Earthquake-Prone Buildings                                      

The Building Act 2004 requires all Territorial Authorities to adopt a policy on Earthquake-prone buildings and to assess public buildings and some large residential buildings (such as multi-unit residential apartments) for earthquake resistance. 

The Building (Earthquake-prone Buildings) Amendment Act contains major changes to the current system for identifying and remediating earthquake-prone buildings under the Building Act 2004. Refer to the new framework for managing earthquake-prone buildings (on MBIE website), to get a better understanding of the key changes involved, related legislation additions and changes to the Building Act and how it will effect Territorial Authorities, building owners, users and Engineers. 

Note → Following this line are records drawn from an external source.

PR #74, opened 2024-01-22
Disable licence header check

wikkyk:
*Issue #, if available:*
https://github.com/ionos-cloud/cluster-api-provider-proxmox/actions/runs/7612075368/job/20728874326

*Description of changes:*
The check does not work very well with multiple years.
I might build a better one sometime. A good check should only look at the files changed in the PR and make sure the year/s is/are correctly updated.

Note: update the branch protection rule prior to merging.


mcbenjemaa:
what about old files

mcbenjemaa (approved):

PR #75, opened 2024-01-23
fix: remove boilerplate.go.txt

wikkyk:
The copyright status of autogenerated files is at best dubious. The copyright year does not change just because the calendar year has changed. The header will only cause problems every January.


Makefile
```diff
@@ -46,7 +46,7 @@ manifests: controller-gen ## Generate WebhookConfiguration, ClusterRole and Cust
 
 .PHONY: generate
 generate: controller-gen ## Generate code containing DeepCopy, DeepCopyInto, and DeepCopyObject method implementations.
-	$(CONTROLLER_GEN) object:headerFile="hack/boilerplate.go.txt" paths="./..."
+	$(CONTROLLER_GEN) object paths="./..."
```
mcbenjemaa, line 49: Why not create another special boilerplate go autogenerated.

wikkyk:
depends on #76

Makefile
wikkyk: What for?

mcbenjemaa: copyright 😄

wikkyk: Autogenerated files aren't copyrightable.

mcbenjemaa: can you put the boilerplate file empty, and keep this command as it is?

wikkyk: I could but why would we keep an empty file around?

mcbenjemaa (approved):

Makefile
avorima: > Autogenerated files aren't copyrightable.

I must disagree here. All files that are compiled to should have the license header even those that are auto-generated. It is not required that the year be kept up to date, so rather the validation that the year matches should be loosened

PR #76, opened 2024-01-23
fix(ci): fold verify under go_test

wikkyk:
`verify` running in `pull_request_target` context verifies the upstream rather than the PR.

*Issue #, if available:*
https://github.com/ionos-cloud/cluster-api-provider-proxmox/actions/runs/7627247798/job/20775470951

*Description of changes:*
Moved `verify` to `go_test`, as `verify` also needs to checkout the PR. Whilst it's possible for those two to run in parallel, in practice `verify` is very fast anyway and we're avoiding copying the checkout dance which wouldn't be good for maintainability.

### DIFF
--- a/.github/workflows/test.yml
+++ b/.github/workflows/test.yml
@@ -7,15 +7,6 @@ on:
     branches: ["main"]
 
 jobs:
-  verify:
-    runs-on: ubuntu-latest
-    steps:
-      - uses: actions/checkout@v4.1.1
-      - uses: actions/setup-go@v4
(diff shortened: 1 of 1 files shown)


wikkyk:
Note `verify` will fail here as it runs the old logic (which is the issue being fixed).

wikkyk:
Because it's running from main instead of the PR branch, which is the exact issue being fixed by this PR.

mcbenjemaa (approved):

Section 122 of the Building Act, its related regulations set out that a building is earthquake prone if the building is likely to collapse in a moderate earthquake (taking into account its condition, the ground on which it is built, and its construction) causing injury or death to people in the building and nearby, and damage to other property. The provisions do not apply to single-storey residential buildings or household units of two or less units.     

A moderate earthquake (Section 122, Building Act) is defined as: 
In relation to a building, an earthquake that would generate shaking at the site of the building that is of the same duration as, but that is one-third as strong as, the earthquake shaking (determined by normal measures of acceleration, velocity and displacement) that would be used to design a new building at the site.

Will my property be affected?

Properties in an apartment block, multi-storey residential building, non-residential building or structure are subject to the Earthquake-prone building policy.  The requirements do not apply if the property is a small residential building, such as a single or two-storey house.

The Earthquake-prone Buildings Policies of the Councils in the Waikato Building Consent Group can be viewed (as PDFs) by clicking the links below.

Hauraki District Council: Dangerous, Earthquake Prone and Insanitary Buildings Policy 2010 (PDF 55kb)

Otorohanga District Council: Earthquake-Prone Building Policy 2006 (PDF 31kb)

Matamata-Piako District Council: Earthquake-Prone, Dangerous and Insanitary Buildings Policy (PDF 256kb)

Waikato District Council: Earthquake Prone, Dangerous and Insanitary Buildings (PDF 134kb)

Waipa District Council: Earthquake-Prone Building Policy 2006 (PDF 44kb)

Waitomo District Council: Earthquake Prone Buildings Policy - July 2011 (PDF 50kb)

Hamilton City Council: Earthquake-Prone, Dangerous and Insanitary Buildings Policy (PDF 132kb)


Should I buy a building (or an apartment or commercial space in a building) that may be earthquake-prone?

As when buying any property, you should arrange for checks or surveys by a professional and independent person or organisation. This will help you understand the implications before proceeding with the purchase. This information may also be available in a Land Information Memorandum (LIM).

Dealing with earthquake-related hazards: Information for employers, and for owners of workplace buildings

WorkSafeNZ is New Zealand's workplace health and safety regulator as of Monday 16 December 2013. They have recently put out a Position Statement for employers and owners of workplace buildings (buildings that are work places or contain workplaces). This Position Statement covers

  • Employer / owner legal obligations under the Building Act 2004 and the Health and Safety at Work Act 2015 which replaces the Health and Safety in Employment Act 1992, and the consequences of not complying with legislative requirements.
  • Identification and management of hazards and planning for emergencies through appropriate processes, plans and practice drills
  • Identification and management of risks associated with attached building components such as verandas, ceilings, glass
  • Identification and management of risks associated with chattels and equipment
  • Preparing for emergencies

The Ministry of Business, Innovation and Employment (MBIE) who administer the Building Act 2004, have also posted a building safety advice in earthquakes for building owners. This covers the legal requirement to structurally upgrade a building if the building's use is going to be changes, or the building is dangerous, insanitary or earthquake prone. The page provides advice on how to go about assessing is work needs to be carried out.